The plain highlighter will use the source to highlight and that will still contain terms bigger than 32766 bytes although the term was not indexed.
I opened elastic/elasticsearch#11364 to filter out fields that cannot be highlighted by whatever highlighter is defined and also to ignore the exception thrown in case a too big term is in a document.

Answer 25 · 2015-06-10T12:14:03.000Z

Patch for 4.0.3:

--- kibana-4.0.1-linux-x64/src/public/index.js
+++ kibana-4.0.1-linux-x64_huh/src/public/index.js
@@ -122937,10 +122937,10 @@
       .sort(getSort($state.sort, $scope.indexPattern))
       .query(!$state.query ? null : $state.query)
       .highlight({
-        pre_tags: [highlightTags.pre],
-        post_tags: [highlightTags.post],
-        fields: {'*': {}},
-        fragment_size: 2147483647 // Limit of an integer.
+//        pre_tags: [highlightTags.pre],
+//        post_tags: [highlightTags.post],
+//        fields: {'*': {}},
+//        fragment_size: 2147483647 // Limit of an integer.
       })
       .set('filter', $state.filters || []);
     });

Docker image bobrik/kibana:4.0.3-no-highlighting is there for you as well.

Answer 26 · 2015-09-11T23:36:41.000Z

Thanks @rashidkpc.

elastic/elasticsearch#9881 is now closed but this issue is still open. It looks like it's been fixed in 1.6.1 though.

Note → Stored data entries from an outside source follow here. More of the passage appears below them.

PR #425, opened 2020-08-13
Add functional test for list

DittrichLucas:
**- What I did**
- Add functional test for core `list` command
- Fix lint

**- How to verify it**
- Run: `make functional-test`

- Add functional test for core list command and fix lint

### DIFF
--- a/functional/core/core_integration_test.go
+++ b/functional/core/core_integration_test.go
@@ -52,21 +52,22 @@ var _ = Describe("RitCore", func() {
 		Entry("Add", scenariosCore[3]),
 		// Entry("Add new repo", scenariosCore[4]),
 
-		Entry("List repo", scenariosCore[5]),
-		// Entry("Delete repo", scenariosCore[6]),
+		Entry("List", scenariosCore[5]),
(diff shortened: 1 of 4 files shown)


functional/core/core_integration_test.go
```diff
@@ -52,21 +52,22 @@ var _ = Describe("RitCore", func() {
 		Entry("Add", scenariosCore[3]),
 		// Entry("Add new repo", scenariosCore[4]),
 
-		Entry("List repo", scenariosCore[5]),
-		// Entry("Delete repo", scenariosCore[6]),
+		Entry("List", scenariosCore[5]),
```
brunasilvazup, line 55: I've been thinking, couldn't we use `` instead of writing the same thing?

I know it is less explicit, but it is less easy to make mistakes too.

lucasdittrichzup: I agree with you, it's redundant! I'm going to change the file I'm moving and we can see how to change the others

lucasdittrichzup:
This PR will be opened to the `master`.

PR #429, opened 2020-08-13
Collector function for metrics

victor-schumacher:
**- What I did**
Added a Data collector function which gonna be used on metrics.

**- How to verify it**
Use the function or check the unit tests.

Data collector function for metrics


pkg/metrics/metric.go
```diff
@@ -27,17 +27,29 @@ var FilePath = filepath.Join(api.RitchieHomeDir(), "metrics")
...
+type Data struct {
+	UserId       UserId `json:"userId"`
+	OS           OS     `json:"operationalSystem:"`
+	Command      Command `json:"command"`
+	CommandError CommandError `json:"commandError"`
+}
+
 type Sender interface {
-	Send(dataset Dataset)
+	Send(dataset Metric)
```
brunasilvazup, line 52: Here you could also change the variable name for metrics?

pkg/metrics/metric.go
```diff
@@ -27,17 +27,29 @@ var FilePath = filepath.Join(api.RitchieHomeDir(), "metrics")
 
 type Id string
 
-type UserId string
-
-type Dataset struct {
+type Metric struct {
```
kaduartur, line 30: maybe this name doesn't make sense, because the package is already called metric.
could you add the `RitVersion` too?

pkg/metrics/metric.go
```diff
@@ -27,17 +27,29 @@ var FilePath = filepath.Join(api.RitchieHomeDir(), "metrics")
...
 
+type UserId string
+
+type OS string
+
+type Command string
+
+type CommandError string
+
+type Data struct {
```
kaduartur, line 44: UserId and OS should are into Metric struct to respect the API contract

pkg/metrics/data_collector.go
```diff
@@ -0,0 +1,62 @@
...
+
+	data := Data{
+		UserId:  userId,
+		OS:      OS(runtime.GOOS),
+		Command: Command(joinArgs(" ")),
+		CommandError: CommandError(strings.Join(commandError, " ")),
+	}
+
+	metric := Metric{
+		Id:        Id(uuid.New().String()),
```
kaduartur, line 51: The metricId should be the command to facilitate the queries and joins in the database

pkg/metrics/data_collector.go
```diff
@@ -0,0 +1,62 @@
...
+		Timestamp: time.Now(),
+		Data:      data,
+	}
+
+	return metric, nil
+}
+
+func joinArgs(sep string) string {
```
kaduartur, line 59: Could you create a more specific name for this function?

pkg/metrics/metric.go
victor-schumacher: Changed to APIData

PR #430, opened 2020-08-13
Add functional test for list

DittrichLucas:
**- What I did**
- Add functional test for core `list` command
- Fix lint

**- How to verify it**
- Run: `make functional-test`

- Add functional test for core list command and fix lint

### DIFF
--- a/functional/core/core_integration_test.go
+++ b/functional/core/core_integration_test.go
@@ -45,28 +45,28 @@ var _ = Describe("RitCore", func() {
 			Expect(out).To(ContainSubstring(scenario.Result))
 		},
 
-		Entry("Show context", scenariosCore[0]),
-		// Entry("Set context", scenariosCore[1]),
-		// Entry("Delete context", scenariosCore[2]),
+		Entry(scenariosCore[0].Entry, scenariosCore[0]),
+		// Entry(scenariosCore[1].Entry, scenariosCore[1]),
+		// Entry(scenariosCore[2].Entry, scenariosCore[2]),
 
-		Entry("Add", scenariosCore[3]),
-		// Entry("Add new repo", scenariosCore[4]),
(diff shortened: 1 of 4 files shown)


functional/core/core_integration_test.go
```diff
@@ -45,28 +45,28 @@ var _ = Describe("RitCore", func() {
 			Expect(out).To(ContainSubstring(scenario.Result))
 		},
 
-		Entry("Show context", scenariosCore[0]),
-		// Entry("Set context", scenariosCore[1]),
-		// Entry("Delete context", scenariosCore[2]),
+		Entry(scenariosCore[0].Entry, scenariosCore[0]),
+		// Entry(scenariosCore[1].Entry, scenariosCore[1]),
+		// Entry(scenariosCore[2].Entry, scenariosCore[2]),
```
victor-schumacher, line 50: these comments are used to something?

functional/runner.go
```diff
@@ -50,7 +50,7 @@ func (scenario *Scenario) RunSteps() (string, error) {
 	fmt.Println("Running: " + scenario.Entry)
 
 	os := runtime.GOOS
-	if  os == "windows" && len(scenario.Steps) >= 2 {
+	if os == "windows" && len(scenario.Steps) >= 2 {
```
victor-schumacher, line 53: maybe is a good idea to create a const called windows, so it gets easier to change

lucasdittrichzup: yes, it's a good idea, but i'll solve this in the next pr

functional/core/core_integration_test.go
lucasdittrichzup: yes, these tests are only commented because they are failing and, therefore, break the build. As it is something old, I preferred to create the tests for the commands that do not yet have and leave them to analyze when adjusting the tests for windows

PR #450, opened 2020-08-19
Add collect metric to the main file

kaduartur:
**- What I did**
- Added collect metrics to the main file

**- How to verify it**
Run any commands on the rit

Add collect metrics and send metrics to server

### DIFF
--- a/pkg/cmd/metrics_test.go
+++ b/pkg/cmd/metrics_test.go
@@ -101,23 +101,6 @@ func Test_metricsCmd_runPrompt(t *testing.T) {
 			wantErr: false,
 		},
 		{
-			name: "fail on check when metrics file exist",
-			in: in{
-				file: sMocks.FileWriteReadExisterCustomMock{
-					ExistsMock: func(path string) bool {
-						return true
-					},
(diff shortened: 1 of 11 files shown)


pkg/cmd/metrics_test.go
```diff
@@ -111,11 +111,11 @@ func Test_metricsCmd_runPrompt(t *testing.T) {
 						return nil
 					},
 				},
-				checkerMock: CheckerMock{func() (bool, error) {
-					return false, errors.New("error reading file")
+				checkerMock: CheckerMock{func() bool {
+					return false
```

What's the status?

Answer 27 · 2015-10-08T17:17:56.000Z

We are using 4.0.2, and used the patch that bobrik posted just above. It still is throwing errors stating the shards are failing. Will that patch only work with 4.0.3? Below is the error we are receiving, any help would be appreciated!

ndex: logstash-2015.10.07 Shard: 1 Reason: FetchPhaseExecutionException[[logstash-2015.10.07][1]: query[filtered((environment:test))->BooleanFilter(+cache(@timestamp:[1286557985677 TO 1444324385677]))],from[0],size[500],sort[<custom:"@timestamp": org.elasticsearch.index.fielddata.fieldcomparator.LongValuesComparatorSource@17a826d5>!]: Fetch Failed [Failed to highlight field [message.raw]]]; nested: RuntimeException[org.apache.lucene.util.BytesRefHash$MaxBytesLengthExceededException: bytes can be at most 32766 in length; got 317191]; nested: MaxBytesLengthExceededException[bytes can be at most 32766 in length; got 317191];

Answer 28 · 2015-11-03T14:32:30.000Z

Looks like this is fixed in elasticsearch. Closing

Answer 29 · 2018-03-02T15:21:11.000Z

How is this fixed? I still get a warnin in Kibana 6.2.2 and the search result is empty.

The length of text to be analyzed for highlighting [17592] exceeded the allowed maximum of [10000] set for the next major Elastic version. For large texts, indexing with offsets or term vectors is recommended!